Dataset entries:
PR #10673, opened 2022-02-28
Improve markdown generator

czoido:
Changelog: Feature: Improve markdown generator instructions.
Docs: https://github.com/conan-io/docs/pull/2423

This started as just adding the language to the code blocks but this generator clearly needed some extra work, there were links to old integrations, it did not render well and there were some mistakes.

image

image

This does not include the XcodeDeps/XcodeToolchain as there's still a pending PR for those.


czoido:
This is what we previously had:

image

memsharded (approved):
Great job, thanks very much!

danimtb (approved):

SpaceIm:
Looks nice.

Maybe not the good place, but I have one comment: I'm a little bit concerned that conan suggests in this file to link to `Poco::Poco`. It's a global target we can't avoid in poco recipe of conan-center recipe, even with `set_property()` , but this target doesn't exist upstream.
I know it could make generators more complex but it would be nice to be able to disable creation of the global target in `package_info()` when there are components (and fix the consequences in generators, because I understand that global target is used under the hood instead of using union of components targets).

SSE4 (approved):
quite long and verbose, but I think it's fine, and helpful for newcomers

jgsogo:
> Looks nice.
> 
> Maybe not the good place, but I have one comment: I'm a little bit concerned that conan suggests in this file to link to `Poco::Poco`. It's a global target we can't avoid in poco recipe of conan-center recipe, even with `set_property()` , but this target doesn't exist upstream. I know it could make generators more complex but it would be nice to be able to disable creation of the global target in `package_info()` when there are components (and fix the consequences in generators, because I understand that global target is used under the hood instead of using union of components targets).

IIRC, generators (CMake ones) use the components of their requirements, that's why you need to list `...requires = "req1::cmp1", "req2::cmp1",...`, the recipe writer chooses which components to consume (targets to link) from the requirements. Of course, it can also be the global one with `req1::req1`. @danimtb did some drawings taken from CMake outputs while developing the feature, maybe they can be found in the original PR.

PR #10677, opened 2022-02-28
Feature/profile include priority

### LINKED ISSUE #10499: [bug] Profile includes prefer $HOME/.conan/profiles folder over the folder of the importing profile
  * Operating System+version: Linux/Ubuntu20
  * Conan version: 1.42.2
  * Python version: 3.9.5

In my env I have had old deprecated profile hanging here
`~/.conan/profiles/linux-base-profile`

```
~/temp/linux-base-profile  # notice the filename matches with the one under conan home
~/temp/linux-profile
    include(linux-base-profile)
```
    
```
$ mkdir ~/temp/build && cd ~/temp/build
$ conan install <foo> --profile ../linux-profile
```

From the output I can see that include() actually loads the settings & options from ~/.conan/profiles/linux-base-profile, not from
~/temp/linux-base-profile?
When I delete the (deprecated) profile from ~/.conan/profiles/ it works as expected.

Required action: Each entry must be printed again exactly as given.

Problem solution:
PR #10673, opened 2022-02-28
Improve markdown generator

czoido:
Changelog: Feature: Improve markdown generator instructions.
Docs: https://github.com/conan-io/docs/pull/2423

This started as just adding the language to the code blocks but this generator clearly needed some extra work, there were links to old integrations, it did not render well and there were some mistakes.

image

image

This does not include the XcodeDeps/XcodeToolchain as there's still a pending PR for those.


czoido:
This is what we previously had:

image

memsharded (approved):
Great job, thanks very much!

danimtb (approved):

SpaceIm:
Looks nice.

Maybe not the good place, but I have one comment: I'm a little bit concerned that conan suggests in this file to link to `Poco::Poco`. It's a global target we can't avoid in poco recipe of conan-center recipe, even with `set_property()` , but this target doesn't exist upstream.
I know it could make generators more complex but it would be nice to be able to disable creation of the global target in `package_info()` when there are components (and fix the consequences in generators, because I understand that global target is used under the hood instead of using union of components targets).

SSE4 (approved):
quite long and verbose, but I think it's fine, and helpful for newcomers

jgsogo:
> Looks nice.
> 
> Maybe not the good place, but I have one comment: I'm a little bit concerned that conan suggests in this file to link to `Poco::Poco`. It's a global target we can't avoid in poco recipe of conan-center recipe, even with `set_property()` , but this target doesn't exist upstream. I know it could make generators more complex but it would be nice to be able to disable creation of the global target in `package_info()` when there are components (and fix the consequences in generators, because I understand that global target is used under the hood instead of using union of components targets).

IIRC, generators (CMake ones) use the components of their requirements, that's why you need to list `...requires = "req1::cmp1", "req2::cmp1",...`, the recipe writer chooses which components to consume (targets to link) from the requirements. Of course, it can also be the global one with `req1::req1`. @danimtb did some drawings taken from CMake outputs while developing the feature, maybe they can be found in the original PR.

PR #10677, opened 2022-02-28
Feature/profile include priority

### LINKED ISSUE #10499: [bug] Profile includes prefer $HOME/.conan/profiles folder over the folder of the importing profile
  * Operating System+version: Linux/Ubuntu20
  * Conan version: 1.42.2
  * Python version: 3.9.5

In my env I have had old deprecated profile hanging here
`~/.conan/profiles/linux-base-profile`

```
~/temp/linux-base-profile  # notice the filename matches with the one under conan home
~/temp/linux-profile
    include(linux-base-profile)
```
    
```
$ mkdir ~/temp/build && cd ~/temp/build
$ conan install <foo> --profile ../linux-profile
```

From the output I can see that include() actually loads the settings & options from ~/.conan/profiles/linux-base-profile, not from
~/temp/linux-base-profile?
When I delete the (deprecated) profile from ~/.conan/profiles/ it works as expected.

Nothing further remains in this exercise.